A general requirement in empirical research is the future replication of newly presented findings to increase their validity. Of importance here is that this requirement has to some extent already been fulfilled because the critical findings of the presented work - ERP indices of adopted, reward-associated retrieval orientations - have been successfully replicated across the two ERP-studies reported in this thesis. However, replication, especially with regard to the cross-cultural changes in sensitivity to negative learning events, would be highly desirable.
‘[…] we make search in our memory for a forgotten idea, just as we rummage our house for a lost object. In both case we visit what seems to us the probable neighborhood of that which we miss. We turn over the things under which, or within which, or alongside of which, it may possibly be; and if it lies near them, it soon comes to view (James, 1890, p. 654).’

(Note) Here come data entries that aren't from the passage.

PR #278, opened 2016-04-01
Fix broken VnidStartMaster()

pravisankar:


pravisankar:
@openshift/networking PTAL

pravisankar:
Fixes panic: interface conversion: interface is []api.Namespace, not []string

danwinship:
that code hasn't changed since October... why hasn't this been a problem before?

pravisankar:
Earlier registry.GetNamespaces() returned []string and as part of this refactor https://github.com/openshift/openshift-sdn/pull/270 we started returning []kapi.Namespace and we missed this change during the refactor.

knobunc:
LGTM. @danwinship any complaints?

PR #282, opened 2016-04-04
[DO NOT MERGE] subnet: add locking to fix duplicate subnet allocations (rh #1323275)

dcbw:
The subnet allocator's GetNetwork() function (which allocates and returns
a subnet for a node) can be called from multiple goroutines and thus
needs locking to prevent duplicate subnet allocations.

### DIFF
--- a/pkg/netutils/subnet_allocator.go
+++ b/pkg/netutils/subnet_allocator.go
@@ -3,6 +3,7 @@ package netutils
 import (
 	"fmt"
 	"net"
+	"sync"
 )
 
 type SubnetAllocator struct {
@@ -14,6 +15,7 @@ type SubnetAllocator struct {
 	rightMask  uint32
 	next       uint32
 	allocMap   map[string]bool
+	mux        sync.Mutex
 }
 
 func NewSubnetAllocator(network string, hostBits uint, inUse []string) (*SubnetAllocator, error) {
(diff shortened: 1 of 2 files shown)


danwinship:
How does it get called from multiple goroutines?

Given that the bz bug mentions a HA setup, I assumed the problem was that we were running the code on multiple masters at once... (though I had thought someone convinced me at one point that that couldn't actually happen, for some reason that I don't remember).

pravisankar:
I do not understand why we need this change?
watchNodes() waits for node events and these events are processed *serially* and may call addNode()/deleteNode() which in turn will use subnet allocator to allocate/release subnetIP. Synchronization is implicitly provided by the event queue.

Is the HA setup right? RunSDNController() as part of openshift startControllers should be run on only one of the HA masters otherwise we will have race conditions, even this mutex lock won't help as this will provide synchronization within a single master but not across masters.

dcbw:
> Is the HA setup right? RunSDNController() as part of openshift startControllers should be run on only one of the HA masters otherwise we will have race conditions, even this mutex lock won't help as this will provide synchronization within a single master but not across masters.

You are correct; I missed the HA angle here and the reporter is definitely running HA.  Doesn't the requirement of a single SDN master kinda subvert HA though?  Do we need to modify openshift-ansible to configure only the first master with the SDN plugin?

PR #283, opened 2016-04-04
Added 'docker ps -a' to the node debug items

knobunc:
It would have been handy to see the docker state vs. the openshift state for containers for a bug I was working on.  This addresses that deficiency.


knobunc:
@dcbw @danwinship PTAL

PR #285, opened 2016-04-07
Fixes the ip address to namespace cache when pods reuse addresses

knobunc:
There's a cache that tracks which namespace IP addresses belong to.  However, the cache logic was not considering that Failed or Complete pods (i.e. not running) could share an IP address with a Running pod.  so the cache code needed to be changed to only add items to the cache when a pod was Running or Pending.  We also track the pod UID to make sure that when we delete, we are deleting the entry for the pod that was running.  So that if a stopped pod is edited, that entry doesn't end up in the cache.

This is reproducible by setting the networkConfig hostSubnetLength to 3 in the master and node config on your cluster.  Then create two namespaces, ns1 and ns2, a service in ns2 that has a selector that matches both pods then create a pod that fails in one (have it run "sleep 5; false", and set the restartPolicy to Never.  Once it has failed, create a pod that runs correctly in the other (hello-openshift is fine).  Then curling the service URL should work.  Remove the failed pod and the curl will then fail.

The problem is that the cache sees the failed pod removal and removes the ip from the ip->namespace cache.  But it should not have been removed because the running pod put the entry in.

For bug:
  https://bugzilla.redhat.com/show_bug.cgi?id=132294

Also-Authored-By: sross@redhat.com

### DIFF
--- a/plugins/osdn/registry.go
+++ b/plugins/osdn/registry.go
@@ -31,7 +31,7 @@ import (
 type Registry struct {
 	oClient          osclient.Interface
 	kClient          kclient.Interface
-	namespaceOfPodIP map[string]string
+	podsByIP         map[string]*kapi.Pod
 	serviceNetwork   *net.IPNet
 	clusterNetwork   *net.IPNet
 	hostSubnetLength int
@@ -75,9 +75,9 @@ type ServiceEvent struct {
 
 func NewRegistry(osClient *osclient.Client, kClient *kclient.Client) *Registry {
 	return &Registry{
-		oClient:          osClient,
-		kClient:          kClient,
-		namespaceOfPodIP: make(map[string]string),
+		oClient:  osClient,
+		kClient:  kClient,
+		podsByIP: make(map[string]*kapi.Pod),
 	}
 }
 
@@ -137,7 +137,7 @@ func (registry *Registry) GetPods() ([]kapi.Pod, string, error) {
 
 	for _, pod := range podList.Items {
 		if pod.Status.PodIP != "" {
-			registry.namespaceOfPodIP[pod.Status.PodIP] = pod.ObjectMeta.Namespace
+			registry.trackPod(&pod)
 		}
 	}
 	return podList.Items, podList.ListMeta.ResourceVersion, nil
@@ -156,9 +156,9 @@ func (registry *Registry) WatchPods(ready chan<- bool, start <-chan string, stop
 
 		switch eventType {
 		case watch.Added, watch.Modified:
-			registry.namespaceOfPodIP[pod.Status.PodIP] = pod.ObjectMeta.Namespace
+			registry.trackPod(pod)
 		case watch.Deleted:
-			delete(registry.namespaceOfPodIP, pod.Status.PodIP)
+			registry.unTrackPod(pod)
 		}
 	}
 }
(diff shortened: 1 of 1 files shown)


knobunc:
@sross PTAL

DirectXMan12:
@knobunc :+1: thanks!

knobunc:
@danwinship @pravisankar PTAL

danwinship:
> There's a cache that tracks which namespace IP addresses belong to. However, the cache logic was not considering that Failed or Complete pods (i.e. not running) could share an IP address with a Running pod.

I still feel like *this* is the bug, and we ought to at least file a bug against kubernetes... (even while working around the problem here)

plugins/osdn/registry.go
```diff
@@ -666,3 +671,39 @@ EndpointLoop:
 
 	registry.baseEndpointsHandler.OnEndpointsUpdate(filteredEndpoints)
 }
+
+func (registry *Registry) trackPod(pod *kapi.Pod) {
+	if pod.Status.PodIP != "" {
```
danwinship: could simplify this by just

    if pod.Status.PodIP == "" {
        return
    }

plugins/osdn/registry.go
```diff
@@ -666,3 +671,39 @@ EndpointLoop:
...
+			// we need to add it to our IP -> namespace tracker.  There _should_ be no
+			// other entries for the IP if we caught all of the right messages, so warn
+			// if we see one, but clobber it anyway since the IPAM
+			// should ensure that each IP is uniquely assigned to a pod (when running)
+			if ok && info.uid != pod.UID {
+				log.Warningf("IP '%s' was marked as used by namespace '%s' (pod '%s')... updating to namespace '%s' (pod '%s')",
+					pod.Status.PodIP, info.namespace, info.uid, pod.ObjectMeta.Namespace, pod.UID)
+			}
+
+			registry.namespaceOfPodIP[pod.Status.PodIP] = podInfo{namespace: pod.ObjectMeta.Namespace, uid: pod.UID}
```
danwinship: maybe just store the *kapi.Pod itself for simplicity? Also, "namespaceOfPodIP" is no longer an accurate description of the data...

danwinship:
basically looks good

plugins/osdn/registry.go
pravisankar: Yes, change 'namespaceOfPodIP' to 'podInfoMap' or some other better name

pravisankar:
LGTM after danwinship's comments are addressed

knobunc:
@danwinship @pravisankar @DirectXMan12 PTAL

knobunc:
@danwinship consensus on slack #kubernetes-dev (@ncdc et al) was that multiple pods can have the same podIP as long as only one is running at a time.

pravisankar:
lgtm

smarterclayton:
Was this an existing issue that no one encountered?  Or did we introduce it with other changes?  If so, what release was this introduced?

danwinship:
It doesn't seem to be caused by any change in openshift-sdn, but it also seems like people would have noticed this bug sooner if it had always been around. So either it's a regression caused by changes outside of openshift-sdn, or else it's just a sign that not many people were using multitenant before.

PR #286, opened 2016-04-07
Add more logging, to help debug problems

danwinship:
@openshift/networking PTAL

### DIFF
--- a/plugins/osdn/ovs/plugin.go
+++ b/plugins/osdn/ovs/plugin.go
@@ -34,7 +34,7 @@ func MultiTenantPluginName() string {
 func CreatePlugin(registry *osdn.Registry, multitenant bool, hostname string, selfIP string) (api.OsdnPlugin, api.FilteringEndpointsConfigHandler, error) {
 	plugin := &ovsPlugin{multitenant: multitenant}
 
-	err := plugin.BaseInit(registry, plugin, hostname, selfIP)
+	err := plugin.BaseInit(registry, plugin, multitenant, hostname, selfIP)
 	if err != nil {
 		return nil, nil, err
 	}
--- a/plugins/osdn/subnets.go
+++ b/plugins/osdn/subnets.go
@@ -59,7 +59,7 @@ func (oc *OsdnController) SubnetStartMaster(clusterNetwork *net.IPNet, hostSubne
 		}
 		_, err = oc.Registry.GetSubnet(node.Name)
 		if err == nil {
-			// subnet already exists, continue
+			log.V(5).Infof("HostSubnet for node %q already exists", node.Name)
 			continue
 		}
 		err = oc.addNode(node.Name, nodeIP)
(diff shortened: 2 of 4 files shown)


plugins/osdn/ovs/plugin.go
```diff
@@ -34,7 +34,7 @@ func MultiTenantPluginName() string {
 func CreatePlugin(registry *osdn.Registry, multitenant bool, hostname string, selfIP string) (api.OsdnPlugin, api.FilteringEndpointsConfigHandler, error) {
 	plugin := &ovsPlugin{multitenant: multitenant}
 
-	err := plugin.BaseInit(registry, plugin, hostname, selfIP)
+	err := plugin.BaseInit(registry, plugin, multitenant, hostname, selfIP)
 	if err != nil {
 		return nil, nil, err
 	}
```
pravisankar: We could log multi-tent plugin info here as BaseInit doesn't need multitenant other than logging.

plugins/osdn/subnets.go
```diff
@@ -71,37 +71,40 @@ func (oc *OsdnController) SubnetStartMaster(clusterNetwork *net.IPNet, hostSubne
...
+		return fmt.Errorf("Error allocating network for node %s: %v", nodeName, err)
+	}
 	err = oc.Registry.CreateSubnet(nodeName, nodeIP, sn.String())
 	if err != nil {
-		log.Errorf("Error writing subnet to etcd for node %s: %v", nodeName, sn)
-		return err
+		return fmt.Errorf("Error writing subnet %v to etcd for node %s: %v", sn, nodeName, err)
 	}
+
+	log.V(5).Infof("Created HostSubnet %v for node %s (%s)", sn, nodeName, nodeIP)
```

More than a century ago, William James described with this metaphor memory retrieval as a search process, an influential description which still influences the contemporary understanding of memory retrieval. In the context of the studies presented in this work in which the main goal was to examine how motivated learning, either through positive or negative monetary incentives, might influence strategic memory retrieval processes, William James’ metaphor might be extended to the figurative example of a further search process in one’s own house but now for lost and very valuable objects. As a consequence, the search process through the house might be more efficient in time and space, but the extent to which the object is likely to be found would vary depending upon the amount of value bestowed upon the object when it was originally left. This value would then affect the retrieval operations engaged during the search for it.